In November 2004, when Ukraine's government declared the president's handpicked successor, Victor Yanukovych, to be the winner of the country's presidential election, hundreds of thousands of Ukrainian citizens took to the streets in protest, starting what became known as the Orange Revolution.
A tent city sprang up in the center of Kiev. Thousands of peaceful demonstrators blockaded government buildings, facing off heavily armed riot police, and persuading them to refuse to use force against the crowds. Throughout Ukraine, many in the armed forces, the police, and even leadership of the former KGB, pledged publicly to uphold the law and protecte those who had taken to the streets. Election monitoring groups joined supporters of opposition candidate Yushchenko to present evidence of massive fraud. In response, both Ukraine's Parliament and its Supreme Court declared the election invalid and proposed a repeat for December 26.
Late last year, thanks in part to generous support from Reed College, I traveled to Ukraine to serve as an election observer in the country's repeat runoff between presidential candidates Yanukovych and Yushchenko. I found that in much of the country, the Orange Revolution had transformed the mood of the people. There was a jubilance and sense of optimism I had never witnessed in my previous visits to Ukraine. Many people told me that they were no longer afraid to stand up for their rights and that, for the first time since Ukraine's independence from the Soviet Union, they felt proud to be Ukrainian. There was also a new belief that citizens could make a difference. Everywhere in Kiev I saw visible signs of the great pride people felt for having participated in the Orange Revolution. Orange ribbons decorated nearly every car. Pedestrians in downtown Kiev wore exuberant expressions as they strolled by in orange coats, orange scarves, or orange ribbons. Ukrainians of every age were wearing orange.

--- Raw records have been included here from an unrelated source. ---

PR #5905, opened 2024-07-05
fix. raft follower will rollback itself when it misses a certain log

UndefinedSy:
## What type of PR is this?
- [x] bug
- [ ] feature
- [ ] enhancement

#### Description:
    if a leader fails to update its last_log_id_sent (maybe caused be
    follower fail or network issue), it will then try to send some
    duplicated logs in the next appendLog request.
    
    ```
                          commitId_: 99
                              |
                              v
    local wal: |-------------------|
    req.append_entries:        |----------------|
    ```
    
    in this case, follower will do rollback even if the logs are the same.

## How do you solve it?
add a bool variable to track if the log is inconsistent and only do rollback if the log has a conflict.

with this fix, followers will not do unnecessary rollback in network issues.  
raft rollback is not a lightweight operation, especially if we have a large number of parts, which may may lead to cascade problems.

## Checklist:
Tests:
- [ ] Function test
- [ ] Performance test
- [x] N/A

Affects:

## Release notes:

> ex. Fixed the bug .....


UndefinedSy:
> Sorry that we are not working on this repo for a long time... Good job~

The CI workflow doesn't seem to work. Actually, I've some other PRs also failed in the build check. 
Will this be fixed or this repo will no longer be maintained. If so, let's just leave it here so that others can find a solution to this problem.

The birth of the Orange Revolution
When I began my doctoral research in Ukraine in 1992, I found that a country once referred to as Europe's breadbasket was beset by a crisis so severe that many Ukrainians I met—even physicians, scientists, and other professionals—were forced to grow much of their own food. Basic necessities such as milk, butter, eggs,,and cooking oil were often unavailable in stores and could only be purchased in farmers' markets for prices far beyond what most Ukrainians could afford. Most people blamed government corruption. When I asked people why they weren't publicly demanding change, they,would shrug their shoulders in utter resignation. "What can we do? Nothing will change until,the generations that grew up under communism die of old age."
Ukraine had become independent from the Soviet Union the year before. It had been the second largest Soviet republic after Russia, with a well-educated populace and highly industrialized economy. Soviet experts believed Ukraine had an excellent chance of becoming the most prosperous post-Soviet country. But instead of prosperity, came years of hyperinflation and virtual economic collapse. Pensions and wages dropped in value and were chronically late. Factories, collective farms, and other state enterprises, ground to a halt. In response to widespread economic insecurity, hundreds of thousands of young Ukrainians fled the country, people stopped having children, and there was a significant increase in the death rate. The overall population diminished by more than 6 percent.
In 2001 I returned to conduct new research in Ukraine on women's activism. I was expecting to find the same longstanding political stalemate that pitted western and eastern Ukrainians against one another. Ukrainians overwhelmingly supported independence. But the independence movement's strongest support came from western Ukraine, whose ties had long been to the west, prior to Soviet annexation in World War II.